If you’re familiar with the database literature, you might notice some parallels between DSQL’s approach and deterministic database systems (like Calvin). In some sense, DSQL’s QP converts an interactive SQL transaction with all its nondeterminism into a deterministic transaction to be submitted to the deterministic write and storage path. The analogy here isn’t exact, but the parallels are interesting. We’ll write about them more when we write up Aurora DSQL’s design more formally.

Consistency

In my post about reads, I mentioned how readers pick a $\tau_{start}$ then ask the storage system to do all their reads as of that time. I left out a crucial part of the picture: the storage system can only do this once it knows that it’s seen all transactions with $\tau_{commit} \leq \tau_{start}$. If new transactions come along, then the reads are invalid and we’ve violated our consistency promise. So how does storage know?

The way it knows is because of part of the adjudicator’s contract: when the adjudicator allows a transaction to commit at $\tau_{commit}$ it also promises to never commit another transaction at an earlier timestamp. Once storage has seen a transaction with a timestamp greater than $\tau_{start}$ from every adjudicator, it knows it has the full set of data. But that could take a long time, especially if there write rate is low. We solve this with a type of heartbeat protocol, where adjudicators promise to move their commit points forward in lock step with the physical clock, and share that commitment with storage. Making that efficient and fast was a major design challenge, and I’m not going into the details here.

Not Just Scale

I’ve written a lot about scalability so far, but DSQL’s disaggregated architecture is about a lot more than scalability. We get significant durability, fault tolerance, availability, and performance consistency benefits from this approach. There’s no single machine, link, or even datacenter that make reads or writes stop for a DSQL cluster, and no single place where data is stored.

Availability is the most important property we get from disaggregation and distribution.
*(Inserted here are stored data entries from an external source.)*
PR #1017, opened 2024-10-12
solution

KKvladys:


app/create_file.py
```diff
@@ -1 +1,49 @@
...
+        index_f = commands.index("-f")
+        file_name = commands[index_f + 1:]
+
+        if "-d" in commands:
+            index_d = commands.index("-d")
+            name_dir = commands[index_d + 1:index_f]
+            dir_path = os.path.join(*name_dir)
+
+            if not os.path.exists(dir_path):
+                os.makedirs(dir_path)
```
vladyslav-tmf, line 18: This `if` check can be replaced by adding the `exist_ok=True` parameter, which prevents an error if the directory already exists. This is a more Pythonic approach.
```suggestion
            os.makedirs(dir_path, exist_ok=True)
```

vladyslav-tmf (changes requested):
No handling for the situation when no flags are entered will result in the program doing nothing and not giving the user any hints, which can be confusing and inconvenient. To improve the user experience, you should add a check and error message in case of missing arguments.

PR #1024, opened 2024-10-20
Solution

VladyslavBon:


skyfoxwork (approved):
I think good job!

I have some little tips.

When I create a file I get an extra blank line at the beginning of the file. I don't now it is a big problem or not.

and when I use:

    python3 create_file.py -f file.txt -d dir1 dir2

you program don't work. In description for task it is look right:

But I think it will better if it will work when you can change flags.

and you program crash when I use:

     python3 create_file.py

without flags or other arguments. It will better if program does not raise exception because it is like app.

PR #1028, opened 2024-10-21
solution

spa7id:


app/create_file.py
```diff
@@ -1 +1,50 @@
...
+
+    for i in range(1, len(sys.argv)):
+        if sys.argv[i] == "-d":
+            d_flag = True
+            directory = os.path.join(*sys.argv[i + 1:])
+            break
+        elif sys.argv[i] == "-f":
+            f_flag = True
+            filename = sys.argv[i + 1]
+            break
```
vladyslav-tmf, line 42: Your implementation uses a `break` statement in the loop when processing either the `-d` or `-f` flags, which prevents both flags from being handled simultaneously. To meet the task requirements, you should allow the loop to continue checking for both flags before proceeding with directory and file creation.

vladyslav-tmf (changes requested):

PR #1040, opened 2024-10-22
solution (?)

dxrrkwm:


pohgen (approved):
you need to add one extra "\n"
before the second timestamp

f.e.
2022-02-01 14:41:10
1 Line1 content
2 Line2 content
3 Line3 content

2022-02-01 14:46:01
1 Another line1 content
2 Another line2 content
3 Another line3 content

but overall solution is perfect

PR #1041, opened 2024-10-22
Soltuion

zaietsmo:


app/create_file.py
```diff
@@ -1 +1,63 @@
...
+    with open(file_path, "a") as f:
+        f.write(f"\n{timestamp}\n")
+
+        count = 1
+        while True:
+            content = input(f"Enter content line {count}: ")
+            if content.lower() == "stop":
+                break
+            f.write(f"{count} {content}\n")
+            count += 1
```
dxrrkwm, line 32: you can use these two functions to call it if name is main avoiding adding third (main) function

app/create_file.py
```diff
@@ -1 +1,63 @@
...
+        print(f"File '{file_path}' exists. Appending new content...")
+    else:
+        print(f"Creating new file: '{file_path}'")
+
+    timestamp = datetime.now().strftime("%Y-%m-%d %H:%M:%S")
+
+    with open(file_path, "a") as f:
+        f.write(f"\n{timestamp}\n")
+
+        count = 1
```
dxrrkwm, line 26: it's better to use something like line number here

dxrrkwm (changes requested):

PR #1051, opened 2024-10-23
Solution

Bondzik-S:


FursykIvan (approved):
Looks good form me)

app/create_file.py
```diff
@@ -1 +1,55 @@
...
+
+
+def get_file_content() -> None:
+    content_lines = []
+    while True:
+        line = input("Enter content line: ")
+        if line.lower() == "stop":
+            break
+        content_lines.append(line)
+    return content_lines
```
AnyoneClown, line 34: Are you sure, that you are returning `None` here?

app/create_file.py
```diff
@@ -1 +1,55 @@
...
+    full_path = os.path.join(dir_path, filename)
+
+    with open(full_path, "a") as f:
+        if os.path.getsize(full_path) > 0:
+            f.write("\n")
+        f.write(f"{timestamp}\n")
+        f.write("\n".join(lines_with_numbers) + "\n")
+
+    if not is_directory and not is_file:
+        print("Please provide at least one flag (-d or -f).")
```
AnyoneClown, line 55: Create `main()` func. It will be an entrypoint for your programm. Then call it from `if __name__ == "__main__":` block

AnyoneClown (changes requested):
Your solution is good, but you might try to implement it with [argparse](https://docs.python.org/3/library/argparse.html). Also fix comments below

AnyoneClown (approved):
Good, but don't forget to delete `#` before pushing your code :)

Aurora DSQL is designed to remain available, strongly consistent, strongly isolated, and durable even when an AZ becomes unavailable (for single-region clusters), or when a region becomes unavailable (for multi-region clusters). Tomorrow’s post will go into how that works.

Footnotes

  1. Equivalent to PostgreSQL’s REPEATABLE READ isolation level.
  2. We call these conflicts write-write conflicts. If Aurora DSQL implemented SERIALIZABLE isolation, we’d need to look for read-write conflicts here instead, where other concurrent transactions wrote rows (or predicates) that we read. Reads are significantly more common than writes in OLTP workloads (especially poorly optimized ones that do any scans), and so these conflicts are more common. This is the root of the difference in performance between the snapshot and serializable isolation levels in modern databases.
  3. OCC is a technique for implementing transaction isolation that dates back to Kung and Robinson’s 1981 paper On Optimistic Methods for Concurrency Control, and has been used in a wide range of transaction systems since.
  4. Or attempt to write keys that a concurrent transaction has used SELECT ... FOR UPDATE on. This is a subtle topic, which I’ll look at in detail in a future post.